=== What this task involves ===
Beginning with the first line of the data below, set down each line exactly through the line that contains "--- a/CHANGELOG.md".

+---+

PR #359, opened 2022-05-31
add openstack lb alert

bavarianbidi:
This PR:

- adds kubernetes API down alert on openstack

Ops-recipe: https://github.com/giantswarm/giantswarm/pull/22258

Fixes: https://github.com/giantswarm/giantswarm/issues/22251

### Checklist

### DIFF
--- a/CHANGELOG.md
+++ b/CHANGELOG.md
@@ -7,6 +7,10 @@ and this project adheres to [Semantic Versioning](https://semver.org/spec/v2.0.0
 
 ## [Unreleased]
 
+### Added
+
+- Introduce Kubernetes API down alert on openstack.
+
 ## [2.25.0] - 2022-05-26
 
 ### Fixed
@@ -171,7 +175,6 @@ and this project adheres to [Semantic Versioning](https://semver.org/spec/v2.0.0
 ### Removed
 
 - Removed `ManagementClusterPodPendingFor15Min` and `ManagementClusterPodPending`.
-
 
 ## [1.7.1] - 2022-03-22
 
@@ -437,7 +440,6 @@ and this project adheres to [Semantic Versioning](https://semver.org/spec/v2.0.0
 
 ## [0.40.2] - 2021-12-03
 
-
 ### Fixed
 
 - Consolidate alerts that covered the same issues.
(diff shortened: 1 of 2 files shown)


QuentinBisson (approved):

bavarianbidi:
> Is this alert not already present ?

+---+

=== Result of the task ===
PR #359, opened 2022-05-31
add openstack lb alert

bavarianbidi:
This PR:

- adds kubernetes API down alert on openstack

Ops-recipe: https://github.com/giantswarm/giantswarm/pull/22258

Fixes: https://github.com/giantswarm/giantswarm/issues/22251

### Checklist

### DIFF
--- a/CHANGELOG.md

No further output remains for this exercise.